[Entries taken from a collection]
PR #11508, opened 2022-05-31
feat(react): add `autoAlign` feature to popover

### LINKED ISSUE #11385: Adjust Popover to be visible on first render
Ideal: 

Popover moves into view if original positioning is outside of viewport when the Popover is opened.

abbeyhrt:
Closes #11385 

Adds `autoAlign` prop and corresponding feature to Popover component.  Popover with `autoAlign={true}` will only work on first render so resize and scroll events will currently have no impact on the positioning. 

#### Testing / Reviewing

Review code to make sure the approach is okay and go to the 'Automate' story for Popover to see if it is visible in all four instances


packages/react/src/components/Popover/index.js
```diff
@@ -23,20 +32,140 @@ const Popover = React.forwardRef(function Popover(props, ref) {
...
+
+    const rect = floating.current.getBoundingClientRect();
+
+    const conditions = {
+      left: rect.x < -16,
+      top: rect.y < -16,
+      right: rect.x + (rect.width - 16) > document.documentElement.clientWidth,
+      bottom:
+        rect.y + (rect.height - 16) > document.documentElement.clientHeight,
+    };
```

> **Work to complete**: Repeat every entry exactly, leaving nothing out.

> **Worked solution**:
PR #11508, opened 2022-05-31
feat(react): add `autoAlign` feature to popover

### LINKED ISSUE #11385: Adjust Popover to be visible on first render
Ideal: 

Popover moves into view if original positioning is outside of viewport when the Popover is opened.

abbeyhrt:
Closes #11385 

Adds `autoAlign` prop and corresponding feature to Popover component.  Popover with `autoAlign={true}` will only work on first render so resize and scroll events will currently have no impact on the positioning. 

#### Testing / Reviewing

Review code to make sure the approach is okay and go to the 'Automate' story for Popover to see if it is visible in all four instances


packages/react/src/components/Popover/index.js
```diff
@@ -23,20 +32,140 @@ const Popover = React.forwardRef(function Popover(props, ref) {
...
+
+    const rect = floating.current.getBoundingClientRect();
+
+    const conditions = {
+      left: rect.x < -16,
+      top: rect.y < -16,
+      right: rect.x + (rect.width - 16) > document.documentElement.clientWidth,
+      bottom:
+        rect.y + (rect.height - 16) > document.documentElement.clientHeight,
+    };
```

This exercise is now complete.